Okay, it could have just been a crap power supply, combined with the fact that the whole thing is plugged into the prototype breadboard with all the relays in it. The one I had on-hand for the first quick test was only 12v 400ma, and it was scrounged from a particularly crappy old flatbed scanner, so who knows if it was any good.

Instead, I grabbed a 12v 1a power supply from a different device, and now the the A2 values are steady as a rock at 725-726.

When I get back to the office tomorrow, I'll try the official "nice" 500ma power supply that I was intending to source in bulk, and see if that provides a steady output. If not, I'll just source a 1a power supply and call it good.

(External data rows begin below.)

Issue #2940, opened 2026-03-16
Discussion: how should sinks handle partial external writes and replay-safe progress?


avirajkhare00:
While reviewing the MongoDB sink follow-up, I ended up at a broader connector-runtime question that likely applies beyond MongoDB.

Some sinks can partially commit a batch in the external system and still return an error. That creates a hard tradeoff between:
- not reporting full success when only part of the batch was written
- not getting stuck replaying already-written messages forever
- keeping progress and restart behavior understandable

A few design questions seem worth discussing more generally:
- should sinks be able to report partial success to the runtime
- should runtime progress be able to advance partially
- should deterministic external write identity be a standard requirement for sinks
- when is duplicate detection enough, and when do we need a stronger contract

I am not proposing a concrete runtime change in this issue yet.

I have a small PR separately to align the MongoDB sink README and test naming with the current merged behavior. This issue is about the larger contract and design question behind partial writes and replay-safe progress.

Issue #2892, opened 2026-03-08
Create Pareto Source Connector Test Suite


amuldotexe:
We already have a decent test harness and a growing set of source connector tests.

But one thing that seems to come up again and again in source connector work is not the crate layout. It is the behavior.

The same questions keep showing up:
- when do we move the source forward?
- what happens if sending to Iggy fails?
- what happens after restart?
- if a source marks or deletes records after reading them, when exactly does that happen?

We have already seen parts of this in a few places:
- #2579 added Postgres sink/source integration tests
- #2739 and the MongoDB source work ended up being mostly about these behavior questions

This makes me think it may be useful to have a small shared source test suite on top of the current harness.

By Pareto I just mean: not a huge framework, just a small set of tests that catch most of the common mistakes.

A practical first version could check things like:
- progress does not move forward before send to Iggy succeeds
- a failed send is offered again on the next poll
- restart resumes from committed state
- mark/delete-after-read behavior happens only after commit
- the replay/duplicate window is at least explicit

This would not replace connector-specific tests. It would just give new source connectors a small common baseline.

## Done when

- there is a reusable source-side test helper or suite on top of the current harness
- at least one existing source connector is wired into it
- there is a short note showing how a new source connector plugs into it

arunsingh:
@hubcio , I would like to work on #2892.

I plan to keep the first PR small: add a reusable source-side integration test helper on top of the existing harness, wire the existing random source into it, and add short docs showing how a future source connector can plug in.

I will avoid changing connector FFI or source trait semantics in the first PR. If this scope looks right, could you please assign the issue to me?

hubcio:
@arunsingh assigned, good luck! don't hesitate to ask us about anything related on discord.

PR #3285, opened 2026-05-20
feat(connectors): add mongodb source connector

Luishfs:
## Which issue does this PR close?

Closes #3042 

## What changed?
Added MongoDB as a source connector

## Local Execution

- Passed
Video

Thanks again for such great help and advice, all!

tfabris:
Okay, it could have just been a crap power supply ...

Very likely. Is it a "regulated" supply? If not, the voltage will probably vary widely (depending on the load). Make sure that it doesn't exceed 15V or you may be in trouble with your input pins. I assumed that you would not exceed that much. If it does exceed 15V unloaded increase the 22K resistor even higher and compensate in the code if necessary.